O funcionamento é simples: o vapor de água presente no ar é empurrado pelo vento através de redes verticais, onde se condensa em pequenas gotas de água. Essas gotas escorrem então pela rede e a água é coletada em grandes recipientes. Dessa forma, as redes conseguem coletar cerca de 35 mil litros de água por dia. Isso basta para cobrir as necessidades de mais de mil pessoas, além de servir para irrigar plantações.

A coleta de neblina é uma prática observada não apenas nas montanhas do Marrocos, mas também em Gana, na Eritreia, na Etiópia, no Chile, no estado americano da Califórnia e na África do Sul. Seu potencial global é enorme. Locais propícios podem ser encontrados em quase todos os lugares, especialmente em regiões litorâneas.

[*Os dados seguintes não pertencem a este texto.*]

PR #6805, opened 2020-12-21
Fix duplicate SDK/package nodes on older .NET Core targets

### LINKED ISSUE #6802: For older .NET Core targets, dependencies tree shows both package and SDK nodes for Microsoft.NETCore.App
Version 16.9.0 Preview 3.0 [30820.7.main].

```xml

  <PropertyGroup>
    <OutputType>Exe</OutputType>
    <TargetFrameworks>netcoreapp1.0;netcoreapp1.1;netcoreapp2.0;netcoreapp2.1;netcoreapp2.2;netcoreapp3.0;netcoreapp3.1;net5.0</TargetFrameworks>
  </PropertyGroup>

</Project>
```

For .NET Core App versions 1.0, 1.1, 2.0, 2.1 and 2.2, we see both a package and SDK entry for `Microsoft.NETCore.App`:

image

We should only show a single node for these targets, as we do for other targets (e.g. .NET Core 3.0+).

This does not occur in 16.8 and is likely a result of the change in #6781.

For those targets, the target framework pack was exposed by the SDK as a package reference, and the project system has special logic (`SdkAndPackagesDependenciesSnapshotFilter`) to pretend that these are actually SDK nodes. In newer targets these are treated as target framework references, not package references. Nowadays, SDK references are for "extension SDKs" which are very rare.

Note that the package node actually expands to show more information than the SDK node, so it may be preferable to keep the package item.

The special handling in `SdkAndPackagesDependenciesSnapshotFilter` is another example of the anti-pattern of 'filters' in the dependencies node code, that makes certain types of data handling complicated. It may be that we can:

- Avoid showing duplicate nodes when targeting these older .NET Core versions
- Show more information about the target packs via their package entries rather than their SDK entries
- Remove one of the three remaining 'filter' classes, getting us closer to removing filters altogether

drewnoakes:
Fixes #6802

Between .NET Core versions 1.0 and 2.2, the target framework pack was provided to the dependencies tree as a "real" package reference item, and a corresponding "fake" SDK reference. The dependencies tree then had special knowledge about these items and their relationship, and would juggle them to apply information from the package reference onto the fake SDK node.

This juggling occurred in `SdkAndPackagesDependenciesSnapshotFilter`, an export of `IDependenciesSnapshotFilter`. We are working to remove these filter implementations as they spread data processing logic across the dependenices tree's data pipeline, creating implicit relationships between seemingly unrelated pieces of code.

In general, the dependencies tree (and indeed then entire project system) should avoid hard-coding knowledge of specific details of the SDK's implementation where possible.

This change removes `SdkAndPackagesDependenciesSnapshotFilter` and code that was only used by it. This has a few consequences:

- We no longer show duplicate `Microsoft.NETCore.App` nodes, removing the SDK and keeping the package.
- The package provides more information, as it may be expanded to show contents and transitive dependencies.
- We remove one of the three remaining `IDependenciesSnapshotFilter` classes.

Note that when targeting .NETCoreApp version 3.0 and later, these targeting packs are provided by the SDK as `FrameworkReference` items, not `SdkReference` nor `PackageReference` items. These behave as expected. This fix is only for projects targeting older versions of .NET Core.

## Before

image

## After

image

###### Microsoft Reviewers: [Open in CodeFlow](http://wpcp.azurewebsites.net/CodeFlowProtocolProxy2.php?pullrequest=https://github.com/dotnet/project-system/pull/6805)


MiYanni (approved):
Changes like this make me 😊

swesonga (approved):

PR #6806, opened 2020-12-21
Source all unresolved references from evaluation

### LINKED ISSUE #6803: SdkReference should be sourced from evaluation, not design-time builds
Version 16.9.0 Preview 3.0 [30820.7.main].

The `SdkReference.xaml` rule file currently shows as its data source:

https://github.com/dotnet/project-system/blob/9ff0ae4290bca4257c77f0e77f28d04d965d954f/src/Microsoft.VisualStudio.ProjectSystem.Managed/ProjectSystem/Rules/Dependencies/SdkReference.xaml#L9-L14

On line 11, `MSBuildTarget="CollectSDKReferencesDesignTime"` means that this rule's data is sourced from a design-time build target, rather than from evaluation. Design-time builds are much slower to complete than evaluation, so this configuration causes population of the dependency tree to be delayed until the first design-time build completes.

We must source unresolved dependency items from evaluation.

### LINKED ISSUE #6804: AnalyzerReference should be sourced from evaluation, not design-time builds
Version 16.9.0 Preview 3.0 [30820.7.main].

The `AnalyzerReference.xaml` rule file currently shows as its data source:

https://github.com/dotnet/project-system/blob/9ff0ae4290bca4257c77f0e77f28d04d965d954f/src/Microsoft.VisualStudio.ProjectSystem.Managed/ProjectSystem/Rules/Dependencies/AnalyzerReference.xaml#L9-L14

On line 11, `MSBuildTarget="CollectAnalyzersDesignTime"` means that this rule's data is sourced from a design-time build target, rather than from evaluation. Design-time builds are much slower to complete than evaluation, so this configuration causes population of the dependency tree to be delayed until the first design-time build completes.

We must source unresolved dependency items from evaluation.

drewnoakes:
Fixes #6803. Fixes #6804.

The dependencies tree consumes both unresolved and resolved versions of project dependency items.

Unresolved items are obtained quickly via evaluation in order to build the tree rapidly when a project is opened, and to quickly reflect changes to the tree as items are added, removed and updated over time.

Resolved items are obtained via design-time builds. They contain much richer information about dependencies than evaluation items, and the tree is updated with that information as it becomes available.

It's important that unresolved items are only sourced from evaluation. If their rule files request they come from design-time builds, then they the dependencies tree cannot be built until a design-time build completes.

Before this change, both SDK and Analyzer items were being sourced from design-time build targets. This meant that all other dependency types were being held up, waiting for the design-time build to complete. To the user, this means a delay in the construction of the dependencies tree when loading a project.

This change adds unit tests to validate the details of both resolved and unresolved dependency item data sources, to prevent this problem occurring again in future.

###### Microsoft Reviewers: [Open in CodeFlow](http://wpcp.azurewebsites.net/CodeFlowProtocolProxy2.php?pullrequest=https://github.com/dotnet/project-system/pull/6806)

### DIFF
--- a/src/Microsoft.VisualStudio.ProjectSystem.Managed/ProjectSystem/Rules/Dependencies/ResolvedFrameworkReference.xaml
+++ b/src/Microsoft.VisualStudio.ProjectSystem.Managed/ProjectSystem/Rules/Dependencies/ResolvedFrameworkReference.xaml
@@ -5,7 +5,6 @@
       DisplayName="Framework Reference"
       PageTemplate="generic"
       xmlns="http://schemas.microsoft.com/build/2009/properties">
-  
   <Rule.DataSource>
     <DataSource HasConfigurationCondition="False"
                 ItemType="FrameworkReference"
--- a/src/Microsoft.VisualStudio.ProjectSystem.Managed/ProjectSystem/Rules/Dependencies/AnalyzerReference.xaml
+++ b/src/Microsoft.VisualStudio.ProjectSystem.Managed/ProjectSystem/Rules/Dependencies/AnalyzerReference.xaml
@@ -8,10 +8,8 @@
   <Rule.DataSource>
     <DataSource HasConfigurationCondition="False"
                 ItemType="Analyzer"
-                MSBuildTarget="CollectAnalyzersDesignTime"
                 Persistence="ProjectFile"
-                SourceOfDefaultValue="AfterContext"
-                SourceType="TargetResults" />
+                SourceOfDefaultValue="AfterContext" />
   </Rule.DataSource>
   
   <StringProperty Name="BrowsePath"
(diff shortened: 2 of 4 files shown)


src/Microsoft.VisualStudio.ProjectSystem.Managed/ProjectSystem/Rules/Dependencies/ResolvedFrameworkReference.xaml
```diff
@@ -5,7 +5,6 @@
       DisplayName="Framework Reference"
       PageTemplate="generic"
       xmlns="http://schemas.microsoft.com/build/2009/properties">
-
```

A depender da localização, uma rede de neblina de 40 metros quadrados é capaz de fornecer cerca de 200 litros de água por dia, ao custo de aproximadamente US$ 1.500 (cerca de R$ 8,5 mil).

Novo estudo vê potencial também em cidades

Até agora, a coleta de neblina tem sido empregada sobretudo como uma solução para áreas rurais remotas, onde se tem pouco acesso à rede elétrica ou à infraestrutura pública.

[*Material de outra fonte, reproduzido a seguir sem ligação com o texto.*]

PR #6822, opened 2021-01-11
BuildUpToDateCheck subscribes for updates lazily

### LINKED ISSUE #6327: Delay initializing BuildUpToDateCheck and PackageRestoreProgressTracker for inactive project configurations
Current, inactive project configurations can be loaded in various conditions, either because the mismatching solution configurations, or when an extension or the developer access configured level properties (like appDesigner). AutoLoadComponents, especially dynamic loaded components are triggered in those configurations, which initializes dataflows, especially DT build dataflow, which is not essential until the configuration is activated. If we can delay initialize some of the auto load components until the configuration is activated/implicitly activated, it will reduce some of those initialization/overhead.  BuildUpToDateCheck and PackageRestoreProgressTracker are two of those components inside ML project system, which can be delayed to establish dataflow subscription, until the configuration is activated.

drewnoakes:
Fixes #6327.

The `BuildUpToDateCheck` component is constructed and initialised (via `IProjectDynamicLoadComponent`) for both active and inactive project configurations. Previously, this initialisation would trigger dataflow subscriptions for each project configuration, triggering CPS to construct a chain of dataflow blocks to service that subscription. For inactive configurations those chains linger in memory without actually being used.

This commit avoids this problem by deferring construction of the dataflow subscription until the first call to `IsUpToDateAsync`. This method is only called when the configuration is actually being used. In this way, the overhead associated with instances of `BuildUpToDateCheck` in inactive project configurations is minimised.

An `IProjectDynamicLoadComponent` may be loaded and unloaded multiple times, creating multiple lifetimes for the component. This change introduces a `Subscription` type into which all state associated with such a lifetime is moved: the state object and dataflow link. This makes the lifetime explicit and more clearly indicates lifetime events in the code.

###### Microsoft Reviewers: [Open in CodeFlow](http://wpcp.azurewebsites.net/CodeFlowProtocolProxy2.php?pullrequest=https://github.com/dotnet/project-system/pull/6822)

### DIFF
--- a/src/Microsoft.VisualStudio.ProjectSystem.Managed/ProjectSystem/UpToDate/BuildUpToDateCheck.Subscription.cs
+++ b/src/Microsoft.VisualStudio.ProjectSystem.Managed/ProjectSystem/UpToDate/BuildUpToDateCheck.Subscription.cs
@@ -1,0 +1,182 @@
+﻿// Licensed to the .NET Foundation under one or more agreements. The .NET Foundation licenses this file to you under the MIT license. See the LICENSE.md file in the project root for more information.
+
+using System;
+using System.Threading;
+using System.Threading.Tasks;
+using Microsoft.VisualStudio.ProjectSystem.Properties;
+using Microsoft.VisualStudio.Threading;
+
+namespace Microsoft.VisualStudio.ProjectSystem.UpToDate
+{
+    internal sealed partial class BuildUpToDateCheck
+    {
+        /// <summary>
+        /// Contains and tracks state related to a lifetime instance of <see cref="BuildUpToDateCheck"/>.
+        /// </summary>
+        /// <remarks>
+        /// <para>
+        /// As the parent <see cref="BuildUpToDateCheck"/> is an <see cref="IProjectDynamicLoadComponent"/>, it may have multiple lifetimes.
+        /// This class contains all the state associated with such a lifetime: it's Dataflow subscription, tracking the first value to arrive,
+        /// and the <see cref="BuildUpToDateCheck.State"/> instance.
+        /// </para>
+        /// <para>
+        /// Initialization of the Dataflow subscription happens lazily, upon the first up-to-date check request.
+        /// </para>
+        /// <para>
+        /// Destruction of the Dataflow subscription happens when the parent component is disposed or unloaded.
+        /// </para>
+        /// </remarks>
+        private sealed class Subscription : IDisposable
+        {
+            /// <summary>
+            /// Completes when the first project update is received. Cancelled if the subscription is disposed.
+            /// </summary>
+            /// <remarks>
+            /// This field is also used to synchronise updates to <see cref="_link"/> and <see cref="State"/>.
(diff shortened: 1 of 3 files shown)


src/Microsoft.VisualStudio.ProjectSystem.Managed/ProjectSystem/UpToDate/BuildUpToDateCheck.Subscription.cs
```diff
@@ -0,0 +1,182 @@
...
+                // prevent redundant work/allocation for inactive project configurations.
+                // https://github.com/dotnet/project-system/issues/6327
+                //
+                // We don't pass the cancellation token here as initialization must be atomic.
+                EnsureInitialized();
+
+                token.ThrowIfCancellationRequested();
+
+                // Wait for the first state to be computed
+                await _dataReceived.Task.WithCancellation(token);
```
MiYanni, line 85: Do we not do `ConfigureAwait(false)` on all async calls in this repo? I thought any library used for application purposes (those that have UI threads) should always have `ConfigureAwait(false)`.

MiYanni (approved):

src/Microsoft.VisualStudio.ProjectSystem.Managed/ProjectSystem/UpToDate/BuildUpToDateCheck.Subscription.cs
drewnoakes: That is common advice, but we do not do so in this repo. Nor does CPS.

src/Microsoft.VisualStudio.ProjectSystem.Managed/ProjectSystem/UpToDate/BuildUpToDateCheck.cs
```diff
@@ -75,70 +70,31 @@ internal sealed partial class BuildUpToDateCheck : OnceInitializedOnceDisposedUn
...
+        public void Dispose()
         {
-            _link?.Dispose();
+            if (Interlocked.CompareExchange(ref _isDisposed, 1, 0) != 0)
+            {
+                return;
+            }
 
-            return Task.CompletedTask;
+            RecycleSubscription();
```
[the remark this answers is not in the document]
drewnoakes: The intent was that the would always be a subscription object in that field, ready to go. This allows the swap to be lock-free (`Interlocked.Exchange`). The subscription itself is lazy, so the cost of having an unused one is minimal.

src/Microsoft.VisualStudio.ProjectSystem.Managed/ProjectSystem/UpToDate/BuildUpToDateCheck.Subscription.cs
davkean: ConfigureAwait(false) says "schedule the continuation on a thread-pool thread". This is mostly not appropriate in VS and should only be done deliberately.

No entanto, um estudo publicado recentemente na revista científica Frontiers in Environmental Science mostra que as cidades também podem se beneficiar da tecnologia.

Com menos de um milímetro de chuva por ano, o Deserto do Atacama, no norte do Chile, é uma das regiões mais secas do mundo. A fonte de água mais importante para as cidades da região é atualmente a água subterrânea profunda, que se encheu pela última vez de 17 mil a 10 mil anos atrás. Tais antigos abastecimentos de água não são inesgotáveis ​​e demoram muito tempo para serem reabastecidos. É por isso que é importante usar outras fontes de água – como a extração da água do ar.

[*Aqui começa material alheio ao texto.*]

PR #6840, opened 2021-01-18
Ban IVsFrameworkParser

drewnoakes:
As described in #6369 and #6370, `IVsFrameworkParser` uses the `FrameworkName` type which does not support the platform information added to target frameworks in .NET 5.

We have already done the work to remove usages of this interface. This change prevents us from attempting to use the type again in future.

###### Microsoft Reviewers: [Open in CodeFlow](http://wpcp.azurewebsites.net/CodeFlowProtocolProxy2.php?pullrequest=https://github.com/dotnet/project-system/pull/6840)


jjmew (approved):
:shipit:

PR #6844, opened 2021-01-20
Adding command checks for WebView2 debugging

rakatyal:
We should only change the debugger settings when the command is set to 'Project' or 'Executable' since WebView2 debugging is only supported for those.

###### Microsoft Reviewers: [Open in CodeFlow](http://wpcp.azurewebsites.net/CodeFlowProtocolProxy2.php?pullrequest=https://github.com/dotnet/project-system/pull/6844)


rakatyal:
@tmeschter: Kindly review.

drewnoakes (approved):

swesonga (approved):

tmeschter (approved):

PR #6847, opened 2021-01-20
Change the default value for Symbols Rename in a fresh VS installation.

ocallesp:
fixes [AB#1237959](https://devdiv.visualstudio.com/0bdbc590-a062-4c3f-b0f6-9383f67865ee/_workitems/edit/1237959)

In a fresh VS installation or repair, Dotnet ProjectSystem cannot get the value in the checkbox Tools | Options | Project and Solutions | Enable Symbol Rename. At this point VS has no knowledge of this value and that is how the system works. The user has to turn the checkbox off and then on to make it work and have a persisted value for future usages.

This small change sets the default value of EnableSymbolRename to true to match the value on a fresh VS Installation.

This change will enable Symbols Rename by default on a fresh installation.

### DIFF
--- a/src/Microsoft.VisualStudio.ProjectSystem.Managed.VS/ProjectSystem/VS/Rename/RenamerProjectTreeActionHandler.cs
+++ b/src/Microsoft.VisualStudio.ProjectSystem.Managed.VS/ProjectSystem/VS/Rename/RenamerProjectTreeActionHandler.cs
@@ -230,7 +230,7 @@ namespace Microsoft.VisualStudio.ProjectSystem.VS.Rename
         {
             ISettingsManager settings = await _settingsManagerService.GetValueAsync();
 
-            bool enableSymbolicRename = settings.GetValueOrDefault("SolutionNavigator.EnableSymbolicRename", false);
+            bool enableSymbolicRename = settings.GetValueOrDefault("SolutionNavigator.EnableSymbolicRename", true);
 
             await _projectVsServices.ThreadingService.SwitchToUIThread();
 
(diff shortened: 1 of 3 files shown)


src/Microsoft.VisualStudio.ProjectSystem.Managed.VS/ProjectSystem/VS/Rename/RenamerProjectTreeActionHandler.cs
```diff
@@ -230,7 +230,7 @@ private async Task<bool> CheckUserConfirmationAsync(string oldFileName)
         {
             ISettingsManager settings = await _settingsManagerService.GetValueAsync();
 
-            bool enableSymbolicRename = settings.GetValueOrDefault("SolutionNavigator.EnableSymbolicRename", false);
+            bool enableSymbolicRename = settings.GetValueOrDefault("SolutionNavigator.EnableSymbolicRename", true);
```
swesonga, line 233: Consider adding a comment indicating that the default value needs to match the default value in the Tools > Options UI

swesonga (approved):

src/Microsoft.VisualStudio.ProjectSystem.Managed.VS/ProjectSystem/VS/Rename/RenamerProjectTreeActionHandler.cs
ocallesp: Yeah, makes sense. I'll add a comment in the next commit.

dmonroym (approved):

A cidade de Alto Hospicio está localizada na orla do deserto. Muitos dos cerca de 10 mil habitantes vivem na pobreza e não estão conectados à rede pública de água, com o abastecimento sendo feito através de caminhões. Para saber se a coleta de neblina poderia ajudar a combater a escassez de água na cidade, os pesquisadores montaram redes coletoras de umidade tanto na área urbana quanto nas colinas ao redor.

Eles constataram então que, com a ajuda de coletores de névoa, foi possível coletar até 10 litros de água por metro quadrado em apenas alguns dias — o suficiente para atender a demanda de água para consumo, irrigação e agricultura.

Coleta de neblina para abastecer favelas

Segundo os pesquisadores, seria possível coletar em média 2,5 litros de água por dia e por metro quadrado. Ou seja, uma rede de 17 mil metros quadrados – o tamanho de cerca de dois campos e meio de futebol – atenderia toda a demanda de água das favelas de Alto Hospicio.

Já uma rede de 110 metros quadrados seria suficiente para irrigar todas as áreas verdes da cidade durante todo o ano.

A água obtida dessa forma poderia ser transportada por meio de canos ou caminhões. Entretanto, como a neblina só fornece água durante alguns meses do ano, ainda há necessidade de outras fontes no verão.